Come Ulisse e Pinocchio, il vostro eroe Baudolino non si accontenta di mentire, ma tesse anche l´elogio della menzogna.
Tutti i protagonisti del mio libro dicono che Baudolino è un bugiardo. Non è del tutto vero, perché i bugiardi vogliono travestire il passato. Baudolino, invece, mente sul futuro. E poi crede a quello che dice. Inventa storie che soddisfano la sua fantasia, il suo senso dell´utopia. Come Cristoforo Colombo che credeva di sbarcare nelle Indie, Baudolino si mette in testa di raggiungere le terre del mitico prete Gianni. Fabbrica quindi documenti falsi.
Che cos´è, per lei, la menzogna?
Mentire non significa dire il falso, significa dire una cosa che si sa essere falsa. Quando Tolomeo diceva che il Sole ruota intorno alla Terra, diceva una cosa falsa ma non era un bugiardo. Il mio Baudolino affabula, ma ci crede ciecamente. Inventare è il suo modo di essere, il motore della sua esistenza.
Il Medio Evo è il motore della sua esistenza?
La mia età dell´oro Ho scritto Baudolino perché avevo in mente l´idea di un romanzo picaresco intellettuale, intorno a un personaggio che racconta e si racconta delle storie e che viaggia nelle enciclopedie medioevali come in un mondo reale. Cercherò di essere più concreto: come cammina uno sciapode, un essere che si regge su una gamba sola? Dove mette il piede? Prima a destra e poi a sinistra? O prima davanti e poi dietro? Dove ha il pene? Davanti? Di fianco? il genere di domande, molto pratiche, che mi ponevo scrivendo il libro. Per scovare la verità nella leggenda.

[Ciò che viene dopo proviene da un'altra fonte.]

PR #3805, opened 2021-03-08
Various small improvements to render graph

JulienIgnace-Unity:
### Purpose of this PR
This PR implements several small fixes/improvements to render graph.
- RenderGraph Viewer can now capture all cameras
- Frame info log from debug window now outputs all active cameras (this required to add an "enable logging" toggle)
- Added a name to the execution parameters of render graph for better tracking
- Added commented out test code for a particular case in UpdateResourceAllocationAndSynchronization
- Render Graph resource pooled resource usage should now be stable (equivalent frame should use the same resources at the same place)
- Fixed condition for resolving Transparent motion vectors
- Removed useless dependency on the color buffer in ClearStencilbuffer and RenderGizmos functions.

---
### Testing status
Tested the Viewer/Log manually with multiple cameras (offscreen + planar). The rest is tested through automated testing.

### DIFF
--- a/com.unity.render-pipelines.core/Runtime/RenderGraph/RenderGraphResourcePool.cs
+++ b/com.unity.render-pipelines.core/Runtime/RenderGraph/RenderGraphResourcePool.cs
@@ -15,7 +15,7 @@ namespace UnityEngine.Experimental.Rendering.RenderGraphModule
         // Dictionary tracks resources by hash and stores resources with same hash in a List (list instead of a stack because we need to be able to remove stale allocations, potentially in the middle of the stack).
         // The list needs to be sorted otherwise you could get inconsistent resource usage from one frame to another.
         protected  Dictionary<int, SortedList<int, (Type resource, int frameIndex)>> m_ResourcePool = new Dictionary<int, SortedList<int, (Type resource, int frameIndex)>>();
-        protected List<int> m_RemoveList = new List<int>(); // Used to remove stale resources as there is no RemoveAll on SortedLists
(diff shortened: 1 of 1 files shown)


com.unity.render-pipelines.high-definition/Runtime/RenderPipeline/HDRenderPipeline.RenderGraph.cs
```diff
@@ -1301,9 +1300,10 @@ void RenderSky(RenderGraph renderGraph, HDCamera hdCamera, TextureHandle colorBu
                 passData.hdCamera = hdCamera;
                 passData.volumetricLighting = builder.ReadTexture(volumetricLighting);
                 passData.colorBuffer = builder.WriteTexture(colorBuffer);
-                passData.depthTexture = builder.WriteTexture(depthTexture);
+                passData.depthTexture = builder.ReadTexture(depthTexture);
```
sebastienlagarde, line 1303: isn't this a fix that should be backported?

sebastienlagarde (approved):

com.unity.render-pipelines.high-definition/Runtime/RenderPipeline/HDRenderPipeline.RenderGraph.cs
JulienIgnace-Unity: We can yes but it's not super important. It only reduces the depth texture lifetime in some very specific use cases.
Can make a backport PR if you want.

FrancescoC-unity (approved):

Il suo libro è profondamente ottimista. Che la menzogna sia un antidoto alla follia del mondo?
Ma non ho voluto scrivere un elogio della menzogna. Volevo raccontare come, dal fantastico, si potesse accedere all´esistenza vera.
Baudolino, è vero, fabbrica documenti falsi, ma che fanno davvero la storia. Quanto tempo ha impiegato a scrivere questo libro?
Cinque anni. I primi due anni ho pensato a una trama con dei giornalisti che fondavano un nuovo quotidiano e dovevano inventare degli scoop. Ma ho temuto che somigliasse troppo a Il pendolo di Foucault. Allora mi sono chiesto quale fosse stata la più grande soperchieria della storia. Risposta: la lettera del prete Gianni. Allora nella mia testa si è verificato un corto circuito, tra quell´idea del falso scoop e la leggenda della fondazione di Alessandria, la città in cui sono nato. Ecco perché ho scritto Baudolino. Sono sempre stato affascinato dalle false testimonianze e dai documenti falsi. D´altronde ho scritto dei saggi sulla nozione di falso e tenuto una conferenza sulla letteratura che si intitolava "la forza del falso". Il falso, spesso, produce storia.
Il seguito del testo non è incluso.